Sales compensation payment problems could hurt efforts by HealthCare.gov to hold on to its distribution force.
Kevin Counihan, HealthCare.gov’s chief executive officer, said Wednesday during a webinar with producers that agents and brokers facilitated about half of HealthCare.gov’s sales.
The Centers for Medicare & Medicaid Services (CMS), an arm of the U.S. Department of Health and Human Services, set up HealthCare.gov to provide Affordable Care Act public exchange enrollment and administration services in states that are unwilling or unable to run their own exchange enrollment programs.
A CMS agent registration database shows HealthCare.gov, a family of Web-based health insurance supermarkets, has 84,840 agents registered for the 2016 plan year. That’s down from 102,992 for the 2015 plan year, but it’s up from 66,906 for the 2014 plan year.

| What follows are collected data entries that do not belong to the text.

PR #317, opened 2026-06-30
Collective member management UI (roles + removal)

### LINKED ISSUE #316: collective members management ui (membeship status + roles)
currently there's no way to add or remove roles to collective members, and no way to remove a member from a collective after they've joined. we need a ui for admins to do that.

melody-harmonic:
Closes #316.

## Problem
Admins had no way to add/remove roles on collective members, and no way to remove a member once they'd joined.

## What this adds
Admin-only controls on the collective **Members** page (`/collectives/:handle/members`):
- **Role toggles** for `admin`, `representative`, and `summarizer` per member.
- **Remove** button per member (archives the membership — soft delete, consistent with `CollectiveMember#archive!`).

Controls render only for admins, and only on standard collectives (not the main collective or private workspaces). Non-admins see the existing read-only badge view unchanged.

## Endpoints
Mirroring the existing `add_ai_agent` / `remove_ai_agent` JSON pattern:
- `POST   /collectives/:handle/members/update_roles` → `CollectivesController#update_member_roles`
- `DELETE /collectives/:handle/members/remove` → `CollectivesController#remove_member`

## Guard rails
- Cannot revoke the `admin` role from the **last** admin (lockout protection).
- Cannot remove the **collective owner** (`created_by`).
- Admins cannot remove **themselves** via this UI (Leave handles that).
- Invalid roles → 422; non-members → 404; non-admins → 403.

## Implementation
- `app/javascript/controllers/collective_member_manager_controller.ts` — Stimulus controller (`collective-member-manager`) driving inline DOM updates, using `fetchWithCsrf`.
- View, CSS (Pulse tokens only), routes, controller actions + private helpers (`authorize_member_management`, `last_admin?`).

## Tests
- Controller tests: grant/revoke role, last-admin lockout, second-admin revoke, member removal, owner/self/non-admin/404 rejections, and admin-vs-non-admin rendering of the controls.
- Frontend Vitest: toggle (grant + active-state + error path) and remove (confirm + DELETE + card removal).

⚠️ **Not run locally** — this environment has no Docker, so the Rails/Vitest/Sorbet/RuboCop suites couldn't run here. Relying on CI to verify.


danallison:
the way it's designed currently, it looks like all members already have all roles, which is not what we want. instead, admins should see a kebab button next to each user with a dropdown list of buttons that follow "Add role [role]" or "Remove role [role]" depending on whatever roles the user currently has or doesn't have, and then a "Remove from collective" button at the bottom of the list.

app/services/actions_helper.rb
```diff
@@ -160,6 +160,26 @@ class ActionsHelper
       authorization: :collective_member,
       visibility: :by_collective,
     },
+    "update_member_roles" => {
+      description: "Grant or revoke a role on a member of this collective",
+      params_string: "(user_id, role, grant)",
+      params: [
+        { name: "user_id", type: "integer", required: true, description: "ID of the member to update" },
```
danallison: please use user handle instead of user id.

melody-harmonic: Done in c73808e4. Switched both `update_member_roles` and `remove_member` from `user_id` to a `user_handle` param (resolved tenant-scoped via TenantUser, leading `@` tolerated), and updated the members-page forms + controller tests to match. Changed `remove_member` too for consistency since it's the sibling action — let me know if you'd rather I'd left that one.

Getting producers to return for the 2017 annual open enrollment period, which is set to start Nov. 1, may be difficult.
Some insurers slashed individual major medical commissions around 2010, when President Obama signed the bills that created the ACA exchange system into law. This year, many insurers have used sales commission cuts to try to limit sales of underpriced ACA exchange plans.
Some insurers appear to be on track to pull out of the exchange system entirely in 2017.
Meanwhile, producers say, getting issuers to pay commissions for past ACA exchange plan sales is often a nightmare.
Some state-based ACA exchanges, including Covered California, handle exchange plan commission payments. Managers of HealthCare.gov have tried to stay out of commission matters. HealthCare.gov says it will let agents put their National Producer Numbers on exchange users’ applications, and send the applications including the NPNs to the insurers, but that the producers and insurers have to handle commission bills and disputes themselves.
Problems with National Producer Numbers
B. Ronnell Nolan, president of New Orleans-based Health Agents for America, an agent group, said in an email interview that HealthCare.gov seems to have a hard time getting the NPNs to stick with the exchange users’ coverage applications.
“Everyone has had problems with being removed from the application,” Nolan said.